PR #941, opened 2025-10-06
SG-40626: Garbage returned by Mu's exception handling if returning value inside catch block

pbergeron-adsk:
### Linked issues

SG-40626

Under certain circumstnaces, returning a value from within a mu catch block returned garbage data.

### Summarize your change

This is one of those changes that requires some background and a thorough explanation before describing the fix.... so here goes!

While testing a PR for menu refactoring and event categorization, I noticed that when RV started (without loaded media),  that certain menu items are enabled when they shouldn't be. For example, Flip/Flop should have been disabled, but they were not! But, my code seemed to be correct. 

image

For these items, the state callback passed as a validator to the menu item is declared as an alias to a function that returns a lambda, in rvui.mu:

_toggleFlipState = toggleIntPropState("#RVTransform2D.transform.flip")_

image

In our PR that exhibits the bug, we take the state func (toggleFlipState) and combine it with another category-validating function to create a composite function that tests both the category and the state. This composite function is called by the menu item handler to determine if the item should be enabled/disabled. It's when using this composite function that the bug manifested itself.

The bug showed up when _toggleIntPropState()_ calls getIntProperty(...) inside a Mu try block. If the property doesn't exist (which is the case when no media is loaded at RV startup), the C++ code for getIntProperty in CommandsModule.cpp throws an exception, which is caught by the Mu catch block, and should return DisabledMenuState (aka: -1) from within the Mu catch block. 

That should have worked just fine (and it did work just before my refactoring), but it didn't anymore after I refactored: our menu item stayed enabled. My composite function looked fine, too, so I had to dig deeper.

To debug this, I added traces in toggleIntPropState() to see when if enter the function, if we enter the catch, if we return the correct value, and if anything executes after the return in the Mu catch block. I also printed the returned value in the composite function that used the propStateFunc.

image

and

image

And we got interesting results: 

First, we saw the traces appear when we entered the propStateFunc, and when we entered the catch block, as expected. Thus, the code did indeed "return DisabledMenuState" (-1) from within the catch block.   BUT the composite function that consumed the return value from said propStateFunc showed a garbage value (e.g., 187387624), which is definitely not the expected -1.

image

To confirm that the problem only existed when returning from within a catch block, I just moved the return statement to just outside the catch block, and lo and behold, the problem was fixed! (Flip/Flop menu items were now disabled, as expected)

Conclusion: There's a problem in Mu's exception handling when returning from inside a catch block.

=================

Further problem analysis/debugging/solving.

When Mu calls getIntProperty() (in CommandsModule.cpp) and the property doesn't exist, the C++ code throws an exception via throwBadPropertyType(), which is supposed to be caught by the catch block in Mu. The C++ catch code for mu is implemented in ExceptionType::mu__catch(), which contains some code that looks like black magic invocations, but I digress.

Anyway, after a lot of digging, the problem is that in Mu, return statements are implemented via longjmp, while try/catch is implemented via C++ exceptions. When a return occurs inside a catch block, the longjmp must traverse C++ exception handling code, which is not allowed (in fact it's undefined behaviour as per the C++ standard).

Indeed, in ExceptionType::mu__catch, there was simply no mechanism whatsoever to properly preserve the return value when doing return from the catch block; and the longjmp call does not appear to be set up in a way that it traverses the C++ exception handling code safely. Its actually unclear to me why this code used to work at all, I think it might have been because the stack was left in an "undisturbed" state, or at least, still in a state where the return value happened to remain at the right place in memory, but I don't know for sure.

Anyway, to fix this, we need to modify mu__catch() and mu__catch_all() to Install a setjmp that captures return statements from the catch body, and if a return is detected, throws an internal C++ exception that carries the returned value with it. Then, mu__try() catches this exception, and converts it to a proper longjmp _after_ the exception was handled, which allows the function to exit properly with the returned value (whew, holy code path, batman!).

macOS

Due to the very unusual type of fix this is, I don't expect anyone to be able to look at this code change and go "LGTM!" right away.  In fact, I expect people to be more like : "what the hell am I even looking at?".

For this reason, it's probably the only time I will suggest that code reviewers who look at this actually pull the branch locally, and ask AI the following: 

_"What are these changes about, why are they necessary, what do the changes do, how does it work, is the fix correct and if so, why is it correct, does it work with all return types, even complex types?"_

### DIFF
--- a/src/lib/mu/Mu/Mu/Exception.h
+++ b/src/lib/mu/Mu/Mu/Exception.h
@@ -138,7 +138,7 @@ namespace Mu
 
         const Value& returnValue() const noexcept { return _returnValue; }
 
-        const char* what() override const noexcept
+        const char* what() const noexcept override
         {
             return "return from Mu catch block";
         }


src/lib/mu/Mu/Mu/Exception.h
```diff
@@ -117,6 +117,36 @@ namespace Mu
...
+    //  This exception is thrown when a return statement occurs inside a Mu
+    //  catch block. Using longjmp in this case causes undefined behavior
+    //  because it jumps through C++ exception handling code. Instead, we
+    //  throw a C++ exception that carries the return value, which mu__try
+    //  can catch and handle properly.
+    //
+    class MuReturnFromCatchException : public std::exception
+    {
+    public:
+        MuReturnFromCatchException(const Value& returnValue) throw()
```
rogernelson: It's probably worth adding an explicit here.  I think doing something like `throw value` could lead to some pretty wonky behaviour if there are other exception classes that allow implicit conversion.

src/lib/mu/Mu/Mu/Exception.h
```diff
@@ -117,6 +117,36 @@ namespace Mu
...
+    //
+    //  MuReturnFromCatchException
+    //
+    //  This exception is thrown when a return statement occurs inside a Mu
+    //  catch block. Using longjmp in this case causes undefined behavior
+    //  because it jumps through C++ exception handling code. Instead, we
+    //  throw a C++ exception that carries the return value, which mu__try
+    //  can catch and handle properly.
+    //
+    class MuReturnFromCatchException : public std::exception
```
rogernelson: Maybe its a bit pedantic here, but you probably want final ineritance (in conjuction with public). I can't see a use case where you'd want to allow someone deriving from this.

src/lib/mu/Mu/Mu/Exception.h
rogernelson: minor, but you can use move semantics here to save yourself a copy of returnValue.

rogernelson: Also `throw()` has long been deprecated, you should use `noexcept` instead (and same applies for all these class methods).

src/lib/mu/MuLang/ExceptionType.cpp
```diff
@@ -243,8 +275,26 @@ namespace Mu
 
     NODE_IMPLEMENTATION(ExceptionType::mu__catch_all, bool)
     {
-        NODE_ARG(0, void);
-        NODE_THREAD.setException(0);
+        // Install a setjmp to catch return statements from the catch block
+        // body.
+        NODE_THREAD.jumpPointBegin(JumpReturnCode::Return);
+        int returnCode = SETJMP(NODE_THREAD.jumpPoint());
```
rogernelson: Might as well make that const

src/lib/mu/Mu/Thread.cpp
```diff
@@ -176,6 +176,13 @@ namespace Mu
         {
             _returnValue = _rootNode->eval(*this);
         }
+        catch (Mu::MuReturnFromCatchException& retExc)
```
rogernelson: Should these be const & ?

src/lib/mu/MuLang/ExceptionType.cpp
```diff
@@ -151,6 +151,15 @@ namespace Mu
             NODE_ARG(0, int);
 #endif
         }
+        catch (Mu::MuReturnFromCatchException& retExc)
+        {
+            // BUG FIX: A return statement occurred in a catch block.
+            // We caught it as a C++ exception (to avoid undefined behavior from
+            // longjmp through C++ exception handling). Now convert it back to
+            // a longjmp that will be caught by the enclosing function's setjmp.
+            NODE_THREAD.jump(JumpReturnCode::Return, 1, retExc.returnValue());
```
rogernelson: Aren't you still doing a longjmp from an exception here? Maybe instead you to assign returnValue to an optional<Value> (or something like that) and do the longjmp at the end of the function if its set?

src/lib/mu/MuLang/ExceptionType.cpp
```diff
@@ -231,8 +240,31 @@ namespace Mu
                     if (rval = t->match(e->type()))
                     {
                         NODE_ARG(0, Pointer);
-                        NODE_ARG(1, void);
-                        NODE_THREAD.setException(0);
+
```
rogernelson, line 257: It is a shame we need to do all this just to be able to return from a catch inside mu. I can't necessarily think of a better way to do it though,.

src/lib/mu/Mu/Thread.cpp
pbergeron-adsk: fixed

src/lib/mu/MuLang/ExceptionType.cpp
pbergeron-adsk: fixed

src/lib/mu/Mu/Mu/Exception.h
pbergeron-adsk: fixed

src/lib/mu/MuLang/ExceptionType.cpp
pbergeron-adsk: it is what it is

src/lib/mu/Mu/Mu/Exception.h
pbergeron-adsk: fixed

src/lib/mu/Mu/Mu/Exception.h
pbergeron-adsk: both fixed

src/lib/mu/MuLang/ExceptionType.cpp
pbergeron-adsk: WOOPS! You're correct. Good catch, I fixed that too.

src/lib/mu/Mu/Mu/Exception.h
```diff
@@ -117,6 +117,36 @@ namespace Mu
...
+        explicit MuReturnFromCatchException(Value&& returnValue) noexcept
+            : _returnValue(std::move(returnValue))
+        {
+        }
+
+        virtual ~MuReturnFromCatchException() noexcept {}
+
+        const Value& returnValue() const noexcept { return _returnValue; }
+
+        virtual const char* what() const noexcept override
```
rogernelson: minor: you don't need override and virtual. Might be worth remove the virtual though as some compilers might warn about it.

rogernelson (approved):
Good job, not a simple issue to pin down.

src/lib/mu/Mu/Mu/Exception.h
```diff
@@ -117,6 +117,36 @@ namespace Mu
...
+        explicit MuReturnFromCatchException(Value&& returnValue) noexcept
+            : _returnValue(std::move(returnValue))
+        {
+        }
+
+        virtual ~MuReturnFromCatchException() noexcept {}
+
+        const Value& returnValue() const noexcept { return _returnValue; }
+
+        const char* what() const noexcept
```
rogernelson: You will want to leave the override if you're intending to reimplement the what() from std::exception.

pbergeron-adsk:
> Good job, not a simple issue to pin down.

thanks

bernie-laberge (approved):
LGTM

- **Task objective**: Set down each line of the material verbatim, from the first line through the line that contains "The bug showed".

- **Expected answer**:
PR #941, opened 2025-10-06
SG-40626: Garbage returned by Mu's exception handling if returning value inside catch block

pbergeron-adsk:
### Linked issues

SG-40626

Under certain circumstnaces, returning a value from within a mu catch block returned garbage data.

### Summarize your change

This is one of those changes that requires some background and a thorough explanation before describing the fix.... so here goes!

While testing a PR for menu refactoring and event categorization, I noticed that when RV started (without loaded media),  that certain menu items are enabled when they shouldn't be. For example, Flip/Flop should have been disabled, but they were not! But, my code seemed to be correct. 

image

For these items, the state callback passed as a validator to the menu item is declared as an alias to a function that returns a lambda, in rvui.mu:

_toggleFlipState = toggleIntPropState("#RVTransform2D.transform.flip")_

image

In our PR that exhibits the bug, we take the state func (toggleFlipState) and combine it with another category-validating function to create a composite function that tests both the category and the state. This composite function is called by the menu item handler to determine if the item should be enabled/disabled. It's when using this composite function that the bug manifested itself.

The bug showed up when _toggleIntPropState()_ calls getIntProperty(...) inside a Mu try block. If the property doesn't exist (which is the case when no media is loaded at RV startup), the C++ code for getIntProperty in CommandsModule.cpp throws an exception, which is caught by the Mu catch block, and should return DisabledMenuState (aka: -1) from within the Mu catch block. 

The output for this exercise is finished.